Equally pernicious attacks were launched against the politics of the men and women of the Brigade shortly after and much later, accusing them of being Communists. A Black member, James Bernard “Bunny” Rucker suffered on both accounts. “The Jim Crow army had other indignities [for him] but as/ a Spanish Civil War vet, Rucker confronted (like white vets)/ discrimination as a suspected Communist. A hospital commissar “for the wounded and the sick/ Oscar Hunter years later faced “the FBI in the Red Scare/ of the fifties, and lived long enough/ to protest the war in Vietnam.” One of Carroll’s most powerful poems (among many) turned to Jack Lucid (1915-1977), “the old Communist” who served drinks behind the bar. As one of his customers, Carroll declared:
He has stories./ Oral history we call it: I want his past, he hopes/ I’ll give him a future. He pours, I drink We begin. . . When we walk through the zoo admiring caged monkeys, [Jack] talks about a Nuremberg Tribunal for Richard Nixon. . . .

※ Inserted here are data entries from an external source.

PR #977, opened 2015-07-14
[Ide] Disabling BringToFront for "Application Output" pad

DavidKarlas:
If BringToFront=true and LocalsPad(or any other Pad) shares same space as "Application Output" it's always hidden by "Application Output" when debugging starts which can be very annoying

At first I thought there is bug in Layout switching which forgets which pad was displayed/selected last and only later realised that "Application Output" is always throwing itself in front of LocalsPad or other pads...
So every time that I restart debugging I have to switch back to LocalsPad...

If user likes watching Application Output... no problem he can always switch to it... and it will stay in front in next debug session...(aka same behaviour as now unless he changes to some other pad)...

/cc @slluis

### DIFF
--- a/main/src/core/MonoDevelop.Ide/MonoDevelop.Ide.Gui/ProgressMonitors.cs
+++ b/main/src/core/MonoDevelop.Ide/MonoDevelop.Ide.Gui/ProgressMonitors.cs
@@ -77,7 +77,7 @@ namespace MonoDevelop.Ide.Gui
 		
 		public IProgressMonitor GetRunProgressMonitor ()
 		{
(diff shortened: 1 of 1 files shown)


Therzok:
This was a major annoyance to me for a long time. :+1: for this being fixed.

slluis:
Just FYI, in the initial default MD configuration the output pad is minimized at the bottom, to save vertical space. The BringToFront flag was set so that the pad would pop up when the app was started. This made sense since 1) console apps were using the output pad by default, and 2) the debugger was not enabled by default, so there were to debug pads to show. Nowadays we are using an external console for console apps and the debugger is the default execution mode, so there is less benefit in focusing the output pad by default. In any case, we have to be careful when changing the behavior of the IDE. What some users find annoying may be very useful to other users.

PR #978, opened 2015-07-14
[Mac] Guard against not-attached view in NSSavePanel

Therzok:
Bug 30925 - [OSX10.11] 'Open ...' on the landing page and 'File > Open'
crash Xamarin Studio


Therzok:
This is in c5sr4 and the 5.9 branch.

This fusion of time (past into future; present into past) is a hallmark of Carroll’s intense desire to show history repeating itself. Many of the poems like Lucid’s are warnings about what happens if and when fascism comes to America. We learn, for example, that “While sleuthed by the FBI, [Lucid] persuades an agent/ to give him free rides; he can live without his car./ At his job in a mayonnaise factory, he declines/ promotions so immigrant workers get better pay./ One night he warns me his comrades are dying fast./ He says I'll be seeing you soon—as a ghost./ We scatter his ashes, as he wished, with the fish/ outside the Golden Gate where no one could find him.” A gut-wrenching tribute to this volunteer soldier who brought the values of the Brigade home with him even as he defied America four decades later. In a sense, Lucid’s biography—and his quotations—are the bedrock of belief that underlies Carroll’s carefully crafted and compelling poems.
Sketches concludes with “Paul Robeson's Legacy,” a fiery poem on how this controversial actor and singer changed the words of a song he had performed to emphasize the overwhelming influence the Spanish Civil War had and how “La lucha continua: the struggle continues.” Transformed in Robeson’s lines, civil rights leaders such as Dr. King or Rosa Parks become “Spanish Civil War veterans” who “re-entered font lines in Mississippi, the south side Chicago, Louisville, Harlem, Selma, Newark, Detroit, Seattle, Sacramento, San Francisco.” The Spanish Civil War and those who fought in it on the side of the Republic brought their bravery and convictions home with them and it became one of the most influential events in American history. As Carroll declares in one poem, “The Spanish Civil War never ended.” His meticulously researched, jaw dropping poems will make sure it never does. They are necessary reading to understand why.
[Philip C. Kolin is the Distinguished Professor of English Emeritus and Editor Emeritus of the Southern Quarterly at the University of Southern Mississippi. He has published 15 collections of poems, the most recent being White Terror, Black Trauma: Resistance Poems about Black History (Chicago: Third World Press, 2023).]